Geomechanical simulation of underground gas storage in a faulted reservoir: a case study in northern Italy

Underground gas storage (UGS) is a very common practice currently adopted to meet the growing energy demand, especially in North America and Europe. The gas is stored in reservoirs through a seasonal cycle of injection and removal. Factors such as the reservoir depth, the pressure change, and the geomechanical properties of the soil control the expansion and contraction of the reservoir and, consequently, the movements of the land surface. Furthermore, faults may exist and, as a result of pressure variations, they might be reactivated, raising several safety and economical issues due to the induced seismicity phenomena. For these and many other reasons, a geomechanical simulation of the soil response during UGS activities is of paramount importance. In this work, the simulation of a case study in northern Italy is performed applying a one-way coupled modeling approach with the Finite Element method that is used to solve the partial differential equations of the flow and the equilibrium. The geomechanical simulator is calibrated using land movements provided by an interferometric synthetic aperture radar (InSAR) technique.

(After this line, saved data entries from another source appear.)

PR #927, opened 2026-04-14
ci(operations-gen): add script to perform tagging and release

graham-chainlink:
Add `tools/operations-gen/release-tag.sh` for automating tagging and release as a temporary measure to start with

I expect once we introduce [release-it](https://github.com/release-it/release-it) in this repo, we can further automate this in CI.

```
go install github.com/smartcontractkit/chainlink-deployments-framework/tools/operations-gen@v0.0.1
```

Screenshot 2026-04-14 at 4 44 03 pm

### DIFF
--- a/tools/operations-gen/release-tag.sh
+++ b/tools/operations-gen/release-tag.sh
@@ -1,0 +1,163 @@
+#!/usr/bin/env bash
+set -euo pipefail
+
+usage() {
+  cat <<'EOF'
+Create, push, and optionally publish a GitHub release for operations-gen.
+
+Usage:
+  ./tools/operations-gen/release-tag.sh v0.1.0 [--push] [--release] [--allow-dirty]
+
+Examples:
+  ./tools/operations-gen/release-tag.sh v0.1.0
+  ./tools/operations-gen/release-tag.sh v0.1.0 --push
+  ./tools/operations-gen/release-tag.sh v0.1.0 --release
+
+Notes:
+  - Tag format is always: tools/operations-gen/<version>
+  - --release implies --push and uses GitHub CLI (gh)
+  - Release notes are scoped to commits touching tools/operations-gen
+  - Use this tag for go install:
+    go install github.com/smartcontractkit/chainlink-deployments-framework/tools/operations-gen@v0.1.0
+EOF
+}
+
+if [[ "${1:-}" == "-h" || "${1:-}" == "--help" || $# -lt 1 ]]; then
+  usage
+  exit 0
+fi
+
+version="$1"
+shift
+
+push_tag="false"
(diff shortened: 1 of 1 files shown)


tools/operations-gen/release-tag.sh
DimitriosNaikopoulos, line 1: Is there a reason why we do not use changeset releases for this tool since the repo already supports that 🤔 Also are we only plan to manually release new versions?

tools/operations-gen/release-tag.sh
```diff
@@ -0,0 +1,163 @@
...
+      exit 1
+      ;;
+  esac
+done
+
+if [[ "$create_release" == "true" ]]; then
+  push_tag="true"
+fi
+
+if [[ ! "$version" =~ ^v[0-9]+\.[0-9]+\.[0-9]+([\-+][0-9A-Za-z\.-]+)?$ ]]; then
```
DimitriosNaikopoulos, line 54: Since this is manual we will need to keep track of version bumps and there is a risk two people releasing the same version for a different feature that they are working on. Although if we do not expect a lot of parallel work in the tool then this should not be an issue only a bit more difficult to release since you would have to know what was the latest version to manually bump it to the next.

DimitriosNaikopoulos (commented):
Is there a reason why we are not introducing changesets to handle releases as we do with the framework until we start using release please? 

Do we expect to make significant use of the script or we could just create manual releases as a stop gap? Do we need a changelog file?

tools/operations-gen/release-tag.sh
graham-chainlink: Maybe there is better way now, in Chainlink-protos we had to create own script to support monorepo - https://github.com/smartcontractkit/chainlink-protos/blob/main/scripts/tag-and-push.sh which i didn quite like, not to mention new package.json inside operations-gen folder.

So i was thinking with Operations-gen, we use script release in the mean time until we move to release-it, i expect very little activity for operations-gen, if it picks up, then we can just migrate to release-it for CLDF.

DimitriosNaikopoulos: Actually the [changeset action](https://github.com/smartcontractkit/.github/blob/main/actions/cicd-changesets/action.yml) supports mono repo and multi package releases. You can have the root to keep using the v<semver> format and any other package using a `tool-name/v<semver>` format. 

I just don't like custom release scripts either because they make releases unpredictable from repo-to-repo and harder to maintain. 

If this is a stop gap till we move the whole repo to release it (does release it support multi package releases from the same repo) then we can keep the script. If though we are keeping changeset releases for cldf then we should migrate this to a changeset release since there is support for it.

Issue #645, opened 2024-02-14
KeyNotFound errors in photon plugin


SapiensAnatis:
Following error seen in logs:

```
2024-02-14 07:36:39,698 [67] ERROR Photon.Hive.HiveGame.HiveHostGame.Plugin - UnhandledException:'Name:GluonPlugin, Version:1.0 AppId:B8DB-8B89-AA5D-D998-36C6-FBF0, AppVersion:'. Exception: System.Collections.Generic.KeyNotFoundException: The given key was not present in the dictionary.
   at System.ThrowHelper.ThrowKeyNotFoundException()
   at System.Collections.Generic.Dictionary`2.get_Item(TKey key)
   at DragaliaAPI.Photon.Plugin.Plugins.GameLogic.GameLogicPlugin.RaisePartyEvent()
   at DragaliaAPI.Photon.Plugin.Plugins.GameLogic.GameLogicPlugin.OnSetGoToIngameState(ICallInfo info)
   at DragaliaAPI.Photon.Plugin.Plugins.GameLogic.GameLogicPlugin.OnLeave(ILeaveGameCallInfo info)
   at DragaliaAPI.Photon.Plugin.Plugins.Gluon.GluonPlugin.OnLeave(ILeaveGameCallInfo info)
   at Photon.Hive.Plugin.PluginBase.Photon.Hive.Plugin.IGamePlugin.OnLeave(ILeaveGameCallInfo info)
   at Photon.Hive.Plugin.PluginWrapper.OnLeave(ILeaveGameCallInfo info)
```

Most likely related to hero param processing after a player has left, GameActors may not be updated and iterating through each of them tries to use keys that have been removed from the actor state.

Try to wrap all indexes of actorstate in this method and afterwards with TryGetValue

PR #666, opened 2024-02-23
Fix a few occurrences of KeyNotFoundException in the plugin

SapiensAnatis:
Most of these are to do with the logic to bring the minimum GoToIngameState forward when an actor leaves. Typically the cause is iterating through `PluginHost.GameActors` and then indexing each element's `ActorNr` into a state dictionary... we remove the actor from the state dictionary on leave, but the actor is not always removed from the plugin host list at the same time.

Additionally:
- Refactor all `GoToIngameState` logic into `GoToIngameStateManager` to make `GameLogicPlugin` more manageable
- Change the raising of the character data event into `GoToIngameState = 4`, based on the enum in the il2cpp.dll specifying this value:

  ```cs
  public enum GoToIngameState
  {
	  None,
	  TryGoToIngame,
	  PreCheckParty,
	  CheckParty,
	  PostCheckParty
  }
  ```

### DIFF
--- a/PhotonPlugin/DragaliaAPI.Photon.Plugin/Shared/Helpers/PluginHostExtensions.cs
+++ b/PhotonPlugin/DragaliaAPI.Photon.Plugin/Shared/Helpers/PluginHostExtensions.cs
@@ -1,0 +1,97 @@
+using System;
+using System.Collections.Generic;
+using System.Text.Json;
+using DragaliaAPI.Photon.Plugin.Plugins.GameLogic.Events;
+using DragaliaAPI.Photon.Plugin.Shared.Constants;
+using MessagePack;
+using Photon.Hive.Plugin;
+
+namespace DragaliaAPI.Photon.Plugin.Shared.Helpers
+{
+    public static class PluginHostExtensions
+    {
+        private const int EventDataKey = 245;
+        private const int EventActorNrKey = 254;
+
+        private static readonly MessagePackSerializerOptions MessagePackOptions =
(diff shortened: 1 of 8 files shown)


SapiensAnatis:
Closes #645 - will reopen if issues still present

Shared/DragaliaAPI.Photon.Shared/Models/HeroParamResponse.cs
```diff
@@ -6,6 +6,10 @@ public class HeroParamData
 
         public long ViewerId { get; set; }
 
+        public int UsedMemberCount { get; set; }
+
```
SapiensAnatis, line 10: Bad

PhotonPlugin/DragaliaAPI.Photon.Plugin/Shared/Helpers/PluginHostExtensions.cs
```diff
@@ -0,0 +1,97 @@
...
+            return pluginHost.GameProperties.GetInt(GamePropertyKeys.QuestId);
+        }
+
+        /// <summary>
+        /// Logs an error if a HTTP response was not successful.
+        /// </summary>
+        /// <param name="pluginHost">Instance of <see cref="IPluginHost"/>.</param>
+        /// <param name="httpResponse">The HTTP response.</param>
+        /// <param name="userState">The user state.</param>
+        public static void LogIfFailedCallback(
```
SapiensAnatis, line 81: Use elsewhere

PR #683, opened 2024-02-26
Increase CustomWebApplicationFactory lifetime

SapiensAnatis:
Use it via an ICollectionFixture instead of IClassFixture, so that one instance lives for the entire test run. Should speed up the integration tests a bit.


SapiensAnatis:
Didn't actually speed up the tests by much, but does make the test fixture code a tad cleaner.

Issue #787, opened 2024-05-07
Implement chapter 10 non-skip reward


SapiensAnatis:
**Context**
In the original game, if you reached chapter 10 without using the campaign skip option, you were granted the following rewards:

- 69990 player EXP (level 1 -> 60)
- 350 Hustle Hammers
- Enough materials to upgrade the facilities upgraded by campaign skip

**The feature request**
This reward should be implemented on Dawnshard. A savefile update should be implemented to send these rewards to the gift box of players who have already passed the trigger for the reward. It is fine if this ends up granting it to players who have used campaign skip in the window since #525 was implemented. We should ensure that it is not rewarded to players who campaign skip after it is implemented, though.

jaredstrong89:
I'm on it 🙂

SapiensAnatis:
Closed by #788

PR #788, opened 2024-05-08
Feature: chapter 10 completion rewards

jaredstrong89:
This PR addresses [issue #787](https://github.com/SapiensAnatis/Dawnshard/issues/787).

Chapter 10 completion rewards are granted upon reading the last quest story within chapter 10. Hustle hammers and upgrade materials will be sent to the gift box, and 69,990 exp will be granted.

Skipping the campaign will not trigger the chapter 10 rewards.

Re-reading the chapter 10 story will not send completion rewards.


DragaliaAPI/DragaliaAPI.Integration.Test/Dragalia/QuestReadStoryTest.cs
```diff
@@ -82,6 +82,38 @@ public async Task ReadStory_TheLonePaladyn_SetsTutorialStatus()
         response.UpdateDataList.UserData.TutorialStatus.Should().Be(10600);
     }
 
+    [Fact]
+    public async Task ReadStory_Chapter10Completion_GrantsRewards()
+    {
+        await this
+            .ApiContext.PlayerUserData.Where(x => x.ViewerId == this.ViewerId)
+            .ExecuteUpdateAsync(u => u.SetProperty(e => e.Level, 1).SetProperty(e => e.Exp, 0));
```
SapiensAnatis, line 90: I don't think this is realistic, as nobody would be level 1 while completing chapter 10. I would suggest setting level and XP to a pre-known arbitrary value and asserting that your exp afterwards is what you would expect after gaining 69990.

DragaliaAPI/DragaliaAPI/Services/Game/StoryService.cs
```diff
@@ -343,4 +358,49 @@ AtgenBuildEventRewardEntityList reward
 
         return questReward;
     }
+
+    private static List<Present> GetChapter10PresentList()
+    {
+        Dictionary<Materials, int> materialCounts =
```
SapiensAnatis, line 364: Could hoist this as a FrozenDictionary

DragaliaAPI/DragaliaAPI/Services/Game/StoryService.cs
```diff
@@ -343,4 +358,49 @@ AtgenBuildEventRewardEntityList reward
...
+        {
+            presents.Add(
+                new Present(
+                    PresentMessage.Chapter10Clear,
+                    EntityTypes.Material,
+                    (int)material,
+                    count
+                )
+            );
+        }
```
SapiensAnatis, line 402: I would recommend taking a more functional approach and using LINQ, it's a bit easier to read and the modern standard for C#.

Instead of accumulating into a list you can do

```cs
List<Present> presents =
    new() { new Present(PresentMessage.Chapter10Clear, EntityTypes.HustleHammer, 0, 350) };

IEnumerable<Present> addedPresents  = materialCounts.Select((key, value) => 
       // Select: transform each element of the sequence
      new Present(
            PresentMessage.Chapter10Clear,
            EntityTypes.Material,
            (int)material,
            count
      )
); 

// The above IEnumerable is lazily evaluated, and realized when added to the list
presents.AddRange(addedPresents);
```

And this can be tidied up even further with C# 12 collection expressions:

```cs
List<Present> presents =
[
    new Present(PresentMessage.Chapter10Clear, EntityTypes.HustleHammer, 0, 350),
    .. materialCounts.Select(
        (key, value) =>
            new Present(PresentMessage.Chapter10Clear, EntityTypes.Material, (int)material, count)
    )
];
```

DragaliaAPI/DragaliaAPI/Services/Game/StoryService.cs
```diff
@@ -256,6 +261,16 @@ private async Task<List<AtgenBuildEventRewardEntityList>> ReadQuestStory(int sto
             );
         }
 
+        if (storyId == 1001009)
```
SapiensAnatis, line 264: I wonder if it's possible to do all this by extending the generic reward check above? (L218)

DragaliaAPI/DragaliaAPI/Services/Game/StoryService.cs
```diff
@@ -256,6 +261,16 @@ private async Task<List<AtgenBuildEventRewardEntityList>> ReadQuestStory(int sto
...
+        {
+            logger.LogDebug("Granting chapter 10 completion rewards.");
+
+            IEnumerable<Present> presents = GetChapter10PresentList();
+            presentService.AddPresent(presents);
+
+            await userService.AddExperience(69990);
```
SapiensAnatis, line 271: We are not adding anything to `rewardList` here - does the client correctly show the rewards you have gained?

SapiensAnatis:
Unless I missed it, there isn't a savefile update here to grant the reward to players who have already reached Chapter 10 (and thus can't receive this reward). It was mentioned in #787. Check `Features/SavefileUpdate` for an example -- they're applied in `LoadController` on login.

DragaliaAPI/DragaliaAPI/Services/Game/StoryService.cs
jaredstrong89: I initially added the rewards to QuestStoryRewardInfo.json, but the rewards were presented in the quest reward screen rather than the gift box.

I could remove the Dictionary if I do that if I go this route.
```c#
if (reward.Type == EntityTypes.FortPlant)
{
      await fortRepository.AddToStorage((FortPlants)reward.Id, reward.Quantity, true);
}
else if (storyId == 1001009)
{
      presentService.AddPresent(
            new Present(
                 PresentMessage.Chapter10Clear,
                 (EntityTypes)reward.Type,
                 reward.Id,
                 reward.Quantity
             )
        );
}
else
{
...
``` 
The problem here is that the story reward message mentions that the presents will go to the "Limited" box, but they actually go to the "No Limit" box. I haven't found a way to move these to that box correctly. 🤔

DragaliaAPI/DragaliaAPI/Services/Game/StoryService.cs
jaredstrong89: You're right that they don't show in the reward list. I'll move the code up to the reward section to make sure that happens.

jaredstrong89:
> Unless I missed it, there isn't a savefile update here to grant the reward to players who have already reached Chapter 10 (and thus can't receive this reward). It was mentioned in #787. Check `Features/SavefileUpdate` for an example -- they're applied in `LoadController` on login.

I see what you mean. Sorry, I definitely read that before, but failed to grasp it. I will look into it.

DragaliaAPI/DragaliaAPI/Features/SavefileUpdate/V21Update.cs
```diff
@@ -0,0 +1,73 @@
...
+namespace DragaliaAPI.Features.SavefileUpdate;
+
+/// <summary>
+/// Update to grant chapter 10 completion rewards to players that previously cleared chapter 10 and did not receive rewards.
+/// </summary>
+[UsedImplicitly]
+public class V21Update(
+    ApiContext apiContext,
+    IPresentService presentService,
+    ILogger<V20Update> logger
```
SapiensAnatis, line 21:
```suggestion
    ILogger<V21Update> logger
```

DragaliaAPI/DragaliaAPI/Features/SavefileUpdate/V21Update.cs
```diff
@@ -0,0 +1,73 @@
...
+            logger.LogInformation(
+                "Detected that chapter 10 was completed. Granting completion rewards."
+            );
+
+            if (
+                MasterAsset.QuestStoryRewardInfo.TryGetValue(
+                    StoryId,
+                    out QuestStoryRewardInfo? rewardInfo
+                )
+            )
```
SapiensAnatis, line 54: The result of this lookup should always be the same -- perhaps you could store the `QuestStoryRewardInfo` as a `static readonly` variable?

DragaliaAPI/DragaliaAPI/Services/Game/StoryService.cs
```diff
@@ -217,6 +222,17 @@ private async Task<List<AtgenBuildEventRewardEntityList>> ReadQuestStory(int sto
                 {
                     await fortRepository.AddToStorage((FortPlants)reward.Id, reward.Quantity, true);
                 }
+                else if (storyId == 1001009)
```
SapiensAnatis, line 225: Could you extract this to a named constant or add a comment explaining what it means?

DragaliaAPI/DragaliaAPI/Features/SavefileUpdate/V21Update.cs
SapiensAnatis, line 1: The save update needs to add the XP as well

jaredstrong89: Good catch!

DragaliaAPI/DragaliaAPI.Integration.Test/Other/SavefileImportTest.cs
jaredstrong89, line 1: @SapiensAnatis, I had to add these 3 lines in SaveFileImportTest to pass the unit test, since the v22 adds a large amount of player exp.

Would you handle this a different way?

SapiensAnatis: I think it is okay, we exclude a lot of things there that our server handles in such a way that we can't expect it to be 1:1.

It's probably worth adding a separate set of asserts for those 3 properties if you know what they will be though

DragaliaAPI/DragaliaAPI.Shared/Resources/Story/QuestStoryRewardInfo.json
```diff
@@ -1,617 +1,727 @@
...
+        "_Type": 9,
+        "_Id": 100604,
+        "_Quantity": 1
+      }
+    ]
+  },
+  {
+    "_Id": 1001009,
+    "_Rewards": [
+      {
```
SapiensAnatis, line 170: Did you add these in manually? Where did you get the info from?

DragaliaAPI/DragaliaAPI/Features/SavefileUpdate/V22Update.cs
```diff
@@ -0,0 +1,72 @@
...
+    IPresentService presentService,
+    IUserService userService,
+    ILogger<V22Update> logger
+) : ISavefileUpdate
+{
+    private const int Chapter10LastStoryId = 1001009;
+
+    private static readonly List<QuestStoryReward> Rewards = MasterAsset
+        .QuestStoryRewardInfo.Enumerable.Where(x => x.Id == Chapter10LastStoryId)
+        .First()
```
SapiensAnatis, line 28: Since the ID is the key I would use the O(1) lookup
```suggestion
        .QuestStoryRewardInfo[Chapter10LastStoryId]
```

DragaliaAPI/DragaliaAPI.Shared/Resources/Story/QuestStoryRewardInfo.json
jaredstrong89: Yes, I added the rewards manually. I looked at FortPlantDetail.json to determine the material IDs and count for each level up, dropping the info in a spreadsheet to get the totals.

Is it ok to add to that file?

DragaliaAPI/DragaliaAPI/Features/SavefileUpdate/V22Update.cs
jaredstrong89: Ah this is much nicer!

DragaliaAPI/DragaliaAPI.Shared/Resources/Story/QuestStoryRewardInfo.json
SapiensAnatis: Sure, I think as it has an *Info suffix it was manually generated anyway.

SapiensAnatis (approved):

PR #848, opened 2024-05-30
Fix limit breaks only deducting the materials for the target count

### LINKED ISSUE #802: Incorrect materials in mana circle unlocks
Reported by Sinkarth -

auto-unlock nodes allowed progressing to MC 40 with the following material display:

but then MC 41 was available with this material display:

Note that the game says 32 gold scales will be taken from 513 owned, and 83 silver scales will be taken from 414 owned. Yet in the second screenshot the player ends up with 491 gold scales (-22) and 356 silver scales (-58). In other words fewer scales are deducted than expected.

This indicates in the 1-40 mana nodes upgrades of gala alex that there is a discrepancy between client and server material costs

LukeFZ:
Fixes #802


SapiensAnatis (approved):
Works like a charm on the 40 node Gala Alex upgrade mentioned in the issue. Thank you!

PR #862, opened 2024-06-06
Actually remove dungeon sessions

SapiensAnatis:
~~Speculative fix for random auto-repeat glitches throwing up stale data, and something we should be doing anyway.~~

Today, when you finish a dungeon, the session remains in the cache for the remainder of its expiry time, because issues were previously encountered with the client retrying record requests if they take too long, and then encountering errors because the session had been deleted on the first request.

Now that the codebase makes better use of CancellationToken, this is much less likely if we put the eviction of the session right at the end of the response method. It is still possible if the request is cancelled during serialization, however. If we encounter issues we can make the RemoveDungeon method instead mark the session to be removed in 1 minute's time or similar.

Also includes a refactoring of the DungeonService to implement a unit-of-work pattern, where the current session can be cached and modified in-memory without round-trips to the cache. This is primarily aimed at the DungeonStart logic which can require several updates after creating the session, arising from how the code is structured.

Finally, makes sessions keyed by viewer ID, so that it isn't possible to get another player's session. It probably wasn't really possible before, given the astronomical likelihood of guessing/colliding GUIDs, but it makes sense to segregate this data by tenant all the same. **This key change is breaking, and the server should be taken down during the deployment.**

### DIFF
--- a/DragaliaAPI/DragaliaAPI.Integration.Test/Features/Dungeon/DungeonRecordTest.cs
+++ b/DragaliaAPI/DragaliaAPI.Integration.Test/Features/Dungeon/DungeonRecordTest.cs
@@ -103,7 +103,7 @@ public class DungeonRecordTest : TestFixture
                 }
             };
 
-        string key = await Services.GetRequiredService<IDungeonService>().StartDungeon(mockSession);
+        string key = await this.StartDungeon(mockSession);
 
         DungeonRecordRecordResponse response = (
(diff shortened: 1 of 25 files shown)


SapiensAnatis:
Apparently #861 fixed a lot of the reported issues with auto-repeat, to my surprise. This change still makes sense though as it will clean up the cache and remove an AutoMapper dependency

The aim of the study is the analysis of the geomechanical response of the system mainly during the storage cycles, with a particular attention to the possible fault reactivation. The model outcomes show that the displacements associated to the UGS cycles do not exceed 4 mm, both in the vertical and horizontal directions, and are concentrated above the center of the reservoir. Moreover, the maximum displacements will remain limited to 5 mm also in scenarios of future development, when the pressure change during the injection-production phases will be larger than those experienced during the last years. The stress field change caused by the UGS activity does not propagate more than 20 m above the top of the unit used for UGS activities, and also the horizontal propagation within the aquifer hydraulically connected to the reservoir is limited. The safety factor for the regional faults remains equal to 0.1, in a range [0,1] where 0 is the safest condition, leading to the conclusion that UGS activities in this reservoir cannot be responsible of induced seismicity.